Garin Margaret C, Arnold Alice M, Lee Jennifer S, Robbins John, Cappola Anne R
Division of Endocrinology, Diabetes, and Metabolism (M.C.G., A.R.C.), Perelman School of Medicine, University of Pennsylvania, Philadelphia, Pennsylvania 19104; Department of Biostatistics (A.M.A.), University of Washington, Seattle, Washington 98155; Division of Endocrinology, Gerontology, and Metabolism (J.S.L.), Stanford University School of Medicine and Veterans Affairs Palo Alto Health Care System (J.S.L.), Palo Alto, California 94305; and Division of General Medicine (J.R.), University of California, Davis, Sacramento, California 95817.
J Clin Endocrinol Metab. 2014 Aug;99(8):2657-64. doi: 10.1210/jc.2014-1051. Epub 2014 May 30.
Subclinical thyroid dysfunction is common in the elderly, yet its relationship with hip fracture and bone mineral density (BMD) is unclear.
We examined the association between endogenous subclinical hyper- and hypothyroidism and hip fracture and BMD in older adults.
A total of 4936 US individuals 65 years old or older enrolled in the Cardiovascular Health Study and not taking thyroid preparations were included. Analyses of incident hip fracture were performed by thyroid status, over a median follow-up of 12 years. A cross-sectional analysis of thyroid status and BMD was performed in a subset of 1317 participants who had dual-energy x-ray absorptiometry scans. Models were adjusted for risk factors and stratified by sex.

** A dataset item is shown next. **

PR #6760, opened 2024-06-24
chore: update minor/patch across repo

MarkMcCulloh:
Resolves all audit/dependabot notices (except 1, which will be ignored anyways)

No association was found between subclinical hypothyroidism and incident hip fracture compared with euthyroidism, when assessed at a single time point or persisting at two time points, in either women [hazard ratio (HR) 0.91, 95% confidence interval (CI) 0.69-1.20 for a single and HR 0.79, 95% CI 0.52-1.21 for two time points] or men (HR 1.27, 95% CI 0.82-1.95 for a single and HR 1.09, 95% CI 0.57-2.10 for two time points). Likewise, no association was found between subclinical hyperthyroidism and incident hip fracture in either sex (HR 1.11, 95% CI 0.55-2.25 in women and HR 1.78, 95% CI 0.56-5.66 in men). No association was found between subclinical thyroid dysfunction and BMD at the lumbar spine, total hip, or femoral neck sites.
Our data suggest no association between subclinical hypothyroidism or subclinical hyperthyroidism and hip fracture risk or BMD in older men and women. Additional data are needed to improve the precision of estimates for subclinical hyperthyroidism and in men.
亚临床甲状腺功能障碍在老年人中很常见,但其与髋部骨折和骨密度(BMD)的关系尚不清楚。
我们研究了老年人内源性亚临床甲状腺功能亢进和减退与髋部骨折及骨密度之间的关联。
共有4936名65岁及以上未服用甲状腺制剂且参加心血管健康研究的美国个体纳入研究。在中位随访12年期间,按甲状腺状态对髋部骨折事件进行分析。对1317名接受双能X线吸收测定扫描的参与者进行甲状腺状态和骨密度的横断面分析。模型针对危险因素进行了调整,并按性别分层。
在女性中,无论是在单个时间点评估还是在两个时间点持续存在,亚临床甲状腺功能减退与正常甲状腺功能相比,均未发现与髋部骨折事件存在关联[单个时间点的风险比(HR)为0.91,95%置信区间(CI)为0.69 - 1.20;两个时间点的HR为0.79,95% CI为0.52 - 1.21];在男性中也是如此[单个时间点的HR为1.27,95% CI为0.82 - 1.95;两个时间点的HR为1.09,95% CI为0.57 - 2.10]。同样,在任何性别中,亚临床甲状腺功能亢进与髋部骨折事件均未发现关联(女性的HR为1.11,95% CI为0.55 - 2.25;男性的HR为1.78,95% CI为0.56 - 5.66)。在腰椎、全髋或股骨颈部位,未发现亚临床甲状腺功能障碍与骨密度之间存在关联。
我们的数据表明,在老年男性和女性中,亚临床甲状腺功能减退或亚临床甲状腺功能亢进与髋部骨折风险或骨密度之间无关联。需要更多数据来提高对亚临床甲状腺功能亢进估计的准确性以及针对男性的研究。